Eddy, thank you for those posters – fascinating. They were sent out each week from BU National Headquarters (NHQ) to districts with their order of Action and Blackshirt. Action was the main propaganda medium of the movement and considerable efforts were expended in getting it out on the streets. In fact, selling the paper was one of the obligations of being an Active or '1st Diversion' Blackshirt. I’ve included a picture or two of the posters in use by paper sellers (late 1930s) – they originated in the Life archive. There is also a press picture of paper sellers outside the town hall in Northampton in 1936.
When BU introduced their military style uniform in February 1936 -- peaked cap, breeches, jackboots and tunic -- it was officially the Action press seller’s livery. See below for a contemporary cartoon satirising the new uniform; some BU members were themselves unsure that it was a good thing and it certainly contributed to the banning of political uniforms under the Public Order Act (1936). See below for a cartoon issued at the beginning of 1937 mourning the loss of the uniform but looking forward to the day of the fascist revolution when it could be donned again. It was probably by Alexander Bowie ('Bowie'), the most successful of the movement's cartoonists.
I especially like the 'Hands off Cyclists' poster. When I was researching the history of the BU branch in Northampton, I had the good fortune to interview the former District Treasurer and his wife. Both of them had also been keen cyclists in the 1930s, as were many other of the local members. BU had a disproportionate share of young men and women in the 16-25 age range and so many members keen on cycling and on cars, motorbikes and even flying. There was a BU Cycling Section or 'Blackshirt Wheelers' that organised a few runs and similar activities. In terms of collecting, there were also pennants and other accoutrements targeted at the cyclist.
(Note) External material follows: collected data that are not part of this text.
PR #84, opened 2018-03-22
Working on 030320 and 030321.

mikerenfro:


tasks/fix-cat2.yml
```diff
@@ -1144,26 +1144,48 @@
...
+        name: audispd-plugins
+        state: present
+
+    - name: "Set disk_full_action"
+      lineinfile:
+        path: /etc/audisp/audisp-remote.conf
+        regexp: "disk_full_action =.*"
+        line: "disk_full_action = {{ rhel7stig_audisp_disk_full_action }}"
+    # Technically, network_failure_action should only be in 030321, but it's also called out in 030320.
+    - name: "Set network_failure_action"
```
shepdelacreme: I think we should remove the network_failure_action task from this block. Technically it is in the 030320 STIG ID fix text but it seems like an error that should be fixed in a later STIG revision. Its just a duplicative task in this role now.

PR #85, opened 2018-03-22
Working on 030330.

mikerenfro:


tasks/fix-cat2.yml
```diff
@@ -1166,15 +1166,20 @@
...
-  command: "true"
-  changed_when: no
+  lineinfile:
+    path: /etc/audit/auditd.conf
+    regexp: "space_left =.*"
+    line: "space_left = {{ rhel7stig_auditd_space_left }}"
+  register: rhel7stig_auditd_space_left_result
+  failed_when:
+    - rhel7stig_auditd_space_left_result | failed
+    - rhel7stig_auditd_space_left_result.rc != 257
```
jamescassell: I think we only want to ignore the case of the file being absent when an absent file satisfies the STIG requirement.

jamescassell:
See #87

As to the ‘politics’, I just concentrate on researching the past in the fullest way I can and then write about it in as fair and accurate a way as I can.
Follow this link and there is some film from around the outbreak of war that shows BU Action sellers: Steven Spielberg Film and Video Archive -- RG-60.4063 The film is from the US 'March of Time' series. The archive has some rare material, including some original BUF propaganda film (Steven Spielberg Film and Video Archive -- RG-60.3350). Note that the BU film starts at 1.02 mins, being preceded by some home movies attributed to Hitler's butler! Such films do survive in private hands but this is the only public source that I know of.
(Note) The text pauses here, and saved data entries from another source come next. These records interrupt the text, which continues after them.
PR #89, opened 2018-03-23
Fix OS-level FIPS crypto

jamescassell:
These changes remediate a system that was not built with fips=1 on the installer command line.

Please don't squash.

### DIFF
--- a/defaults/main.yml
+++ b/defaults/main.yml
@@ -483,3 +483,4 @@ rhel7stig_audit_part: "{{ rhel_07_audit_part.stdout }}"
 rhel7stig_boot_part: "{{ rhel_07_boot_part.stdout }}"
 
 rhel7stig_machine_uses_uefi: "{{ rhel_07_sys_firmware_efi.stat.exists }}"
+rhel7stig_grub_cfg_path: "{{ rhel7stig_machine_uses_uefi | ternary('/boot/efi/EFI/{{ ansible_distribution | lower }}/grub.cfg', '/boot/grub2/grub.cfg') }}"
--- a/defaults/main.yml
+++ b/defaults/main.yml
@@ -481,3 +481,5 @@ rhel7stig_auditd_failure_flag: "{{ rhel7stig_availability_override | ternary(1, 
 rhel7stig_audit_part: "{{ rhel_07_audit_part.stdout }}"
 
 rhel7stig_boot_part: "{{ rhel_07_boot_part.stdout }}"
+
+rhel7stig_machine_uses_uefi: "{{ rhel_07_sys_firmware_efi.stat.exists }}"
--- a/defaults/main.yml
+++ b/defaults/main.yml
@@ -479,3 +479,5 @@ rhel7stig_availability_override: false
 rhel7stig_auditd_failure_flag: "{{ rhel7stig_availability_override | ternary(1, 2) }}"
 
 rhel7stig_audit_part: "{{ rhel_07_audit_part.stdout }}"
+
+rhel7stig_boot_part: "{{ rhel_07_boot_part.stdout }}"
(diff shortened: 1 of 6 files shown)


jamescassell:
I've wasted too much time trying to workaround the travis-ci failures.  Suggestions welcome.

jamescassell:
ended up using the rhel7stig_skip_for_travis variable and skipping the rebuild grub task, even though I think it's ugly.

shepdelacreme:
There is some serious dark magic in this PR with the regex parameter stuff. 

Since this is a rather large set of changes, holding off till most of the other stuff touching some of these files is merged. Once all the smaller changes are sorted I'll request a rebase on this one.

jamescassell:
Sounds fine.  Let me know when you're ready for a rebase.

shepdelacreme:
@jamescassell can you rebase this PR

Thanks!

jamescassell:
Since there were no comments on the original commits, I'm rebasing and force-pushing to this same PR.  The original commits from this PR are available here: https://github.com/jamescassell/RHEL7-STIG/commits/fips-crypto-pr89v1

shepdelacreme:
@jamescassell I'm reviewing the STIG V1R4 that was released on Jan 26th 2018 and it looks like they removed the bit about `prelink` being disabled from the Fix text on 021350. Do you want to remove those prelink tasks from this PR or let that get removed in a later PR?

jamescassell:
I looked and see what you are saying.  Here's Red Hat's instructions for enabling fips mode: https://access.redhat.com/solutions/137833

They specifically say to disable prelinking:
"4. If the prelink package is installed: disable prelinking (uninstalling the prelink package is optional)"

I haven't tested if fips mode works with prelinking enabled.  I wouldn't want to leave someone with a broken system by attempting to enable fips mode if that inherently requires disabled prelinking.  Needs testing, in my opinion.  My kickstarts don't install prelink.

On a related note, the 'undo prelinking' task as written is not idempotent, but I think it'd be hard to make it so.  Perhaps by moving it to handlers and adding a notify to the /etc/sysconfig/prelink task... but if these tasks aren't needed, we should remove them.

jamescassell:
The STIG V1R4 Revision History says:
"- Updated RHEL-07-021350: Removed wording from the Fix that indicated "prelink" must be disabled and the instructions about GRUB configuration."

shepdelacreme:
Yeah I did a diff on the two versions and the only thing changed was the removal of the following line from the fix text:

> For proper operation of the in-module integrity verification, the prelink has to be disabled. This can be done by configuring PRELINKING=no in the "/etc/sysconfig/prelink" configuration file. Existing prelinking, if any, should be undone on all system files using the prelink -u -a command.

I see what you are saying in the RedHat instructions. I'm curious why DISA removed that requirement from the fix. It seems that with RHEL7 the default is to not install prelink. See step 4 on this doc https://access.redhat.com/documentation/en-us/red_hat_enterprise_linux/7/html/security_guide/chap-federal_standards_and_regulations

> Make sure prelinking is disabled.
For proper operation of the in-module integrity verification, prelinking of libraries and binaries has to be disabled. Prelinking is done by the prelink package, which is not installed by default. Unless prelink has been installed, this step is not needed. To disable prelinking, set the PRELINKING=no option in the /etc/sysconfig/prelink configuration file. To disable existing prelinking on all system files, use the prelink -u -a command.

Maybe to solve the non-idempotent problem we simply make the prelink package check the first task. If that detects that prelink is installed we do 1 of two things:

1. Undo prelinking and uninstall prelink completely OR
1. Disable prelink by editing /etc/sysconfig/prelink and then undo existing prelinking

Making it conditional on if the prelink package is installed or making it a handler makes sense. I also think we shouldn't create `/etc/sysconfig/prelink` if the package isn't installed?

jamescassell:
Pushed another commit that implements your option 2.

shepdelacreme:
Merged thanks!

Briish Pathe News also has a few B.U.F. news clips:
B.U.F - British Pathé
I collect, therefore I am.
Nothing in science can explain how consciousness arose from matter.
Some nice pictures and illustrations Philip, most I these I've never seen before. Also many thanks for the information, bits I knew but most I didn't or had forgotten.I did know that the posters were distributed with the newspaper, a friend has an 'Action' poster and it is numbered with the edition number on the bottom right hand corner. Incidentally, the posters shown above (plus a few he didn't sell)were apparently found by a dealer all rolled up in an attic, he destroyed a number that mentioned Hitler / Jews which is the same as burning money and a crazy thing to do. I hate to think what an example of the car/cycle pennant would sell for.
QUOTE=EddyR;933058]It just shows that there is film out there, however, as you say very little is in the public domain. I am told that there is still a considerable amount in Italy. That should keep me busy this evening. Many thanks once again ![/QUOTE]
Is this archive films from the BUF? - I'd be interested to hear more about this.
It would make sense if there were such films in Italy. Those less acquainted with the history of the British Union of Fascists may not be aware of how significant the links between the BUF and the Italian Fascist state were. The centrepiece of Mosley's 'Greater Britain' was a corporate state with similarities to the Italian model and obviously the BUF also used the fasces as their main symbol until the mid-1930s. Most important was the large subsidies passed from Rome to the BUF from 1933 until 1937, when their sudden ending caused a crisis in the movement. I suppose it would have made a lot of sense to send films to show Mussolini what he was getting for his money. Dependence on Italian funding may have also partly explained the considerable campaigning of the BUF against intervention or sanctions following the Italian invasion of Abyssinia in 1935. There were also a number of BUF branches in Italy, which catered for ex-pats.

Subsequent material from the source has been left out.